## Task to complete:
Lines from the records below that contain the word "console" are to be copied out.
══ Records
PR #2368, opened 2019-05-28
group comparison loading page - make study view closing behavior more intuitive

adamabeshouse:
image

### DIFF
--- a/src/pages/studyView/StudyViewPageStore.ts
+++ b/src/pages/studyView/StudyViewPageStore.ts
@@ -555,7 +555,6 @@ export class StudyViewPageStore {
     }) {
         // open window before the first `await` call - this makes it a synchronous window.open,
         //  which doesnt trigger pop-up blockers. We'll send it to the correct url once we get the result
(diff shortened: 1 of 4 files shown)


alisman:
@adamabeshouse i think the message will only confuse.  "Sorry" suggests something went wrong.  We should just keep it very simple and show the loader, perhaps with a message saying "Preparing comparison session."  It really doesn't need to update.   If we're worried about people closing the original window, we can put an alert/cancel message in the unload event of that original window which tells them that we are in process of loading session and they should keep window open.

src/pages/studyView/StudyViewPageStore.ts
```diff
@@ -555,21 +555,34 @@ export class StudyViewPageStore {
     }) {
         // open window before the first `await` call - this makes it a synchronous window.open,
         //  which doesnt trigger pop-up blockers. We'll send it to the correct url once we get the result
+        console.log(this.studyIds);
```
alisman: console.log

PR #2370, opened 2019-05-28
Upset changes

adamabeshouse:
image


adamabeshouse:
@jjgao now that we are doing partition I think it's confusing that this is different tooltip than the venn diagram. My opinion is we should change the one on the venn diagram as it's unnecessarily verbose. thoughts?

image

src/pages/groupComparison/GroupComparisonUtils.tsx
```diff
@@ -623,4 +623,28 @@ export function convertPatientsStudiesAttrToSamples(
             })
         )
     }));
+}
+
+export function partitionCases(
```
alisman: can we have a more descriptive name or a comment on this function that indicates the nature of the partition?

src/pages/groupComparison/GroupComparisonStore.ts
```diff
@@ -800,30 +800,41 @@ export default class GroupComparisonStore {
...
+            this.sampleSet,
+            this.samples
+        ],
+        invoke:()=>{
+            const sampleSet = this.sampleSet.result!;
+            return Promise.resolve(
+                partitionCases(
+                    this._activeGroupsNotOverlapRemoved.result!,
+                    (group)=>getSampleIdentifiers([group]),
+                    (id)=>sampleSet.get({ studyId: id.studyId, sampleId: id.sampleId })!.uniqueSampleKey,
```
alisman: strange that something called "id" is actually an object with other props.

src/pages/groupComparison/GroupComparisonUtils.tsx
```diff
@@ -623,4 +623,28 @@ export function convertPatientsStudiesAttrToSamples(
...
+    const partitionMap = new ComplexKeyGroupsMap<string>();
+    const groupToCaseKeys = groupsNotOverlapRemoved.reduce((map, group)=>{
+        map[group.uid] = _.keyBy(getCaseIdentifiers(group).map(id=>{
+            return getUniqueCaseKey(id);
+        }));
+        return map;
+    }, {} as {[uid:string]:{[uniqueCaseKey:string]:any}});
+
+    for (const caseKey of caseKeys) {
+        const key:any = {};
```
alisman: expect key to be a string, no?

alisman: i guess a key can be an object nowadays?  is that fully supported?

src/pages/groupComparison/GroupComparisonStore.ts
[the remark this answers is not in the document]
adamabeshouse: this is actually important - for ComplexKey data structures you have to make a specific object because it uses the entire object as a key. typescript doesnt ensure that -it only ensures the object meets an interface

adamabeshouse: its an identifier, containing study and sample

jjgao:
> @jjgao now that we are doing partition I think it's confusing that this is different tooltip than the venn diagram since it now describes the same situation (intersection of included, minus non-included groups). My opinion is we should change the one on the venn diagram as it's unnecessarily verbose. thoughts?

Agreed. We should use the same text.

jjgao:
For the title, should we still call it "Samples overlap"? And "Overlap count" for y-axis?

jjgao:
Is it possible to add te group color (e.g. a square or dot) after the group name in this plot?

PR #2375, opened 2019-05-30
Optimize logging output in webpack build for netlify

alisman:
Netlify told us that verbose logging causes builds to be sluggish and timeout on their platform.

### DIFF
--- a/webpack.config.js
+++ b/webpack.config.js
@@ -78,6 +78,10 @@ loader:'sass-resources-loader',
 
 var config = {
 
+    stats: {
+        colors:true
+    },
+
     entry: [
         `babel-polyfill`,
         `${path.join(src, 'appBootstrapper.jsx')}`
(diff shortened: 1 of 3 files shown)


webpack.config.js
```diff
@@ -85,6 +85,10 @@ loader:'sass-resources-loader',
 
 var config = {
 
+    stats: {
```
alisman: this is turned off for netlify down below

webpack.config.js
════
## Expected answer:
+        console.log(this.studyIds);
alisman: console.log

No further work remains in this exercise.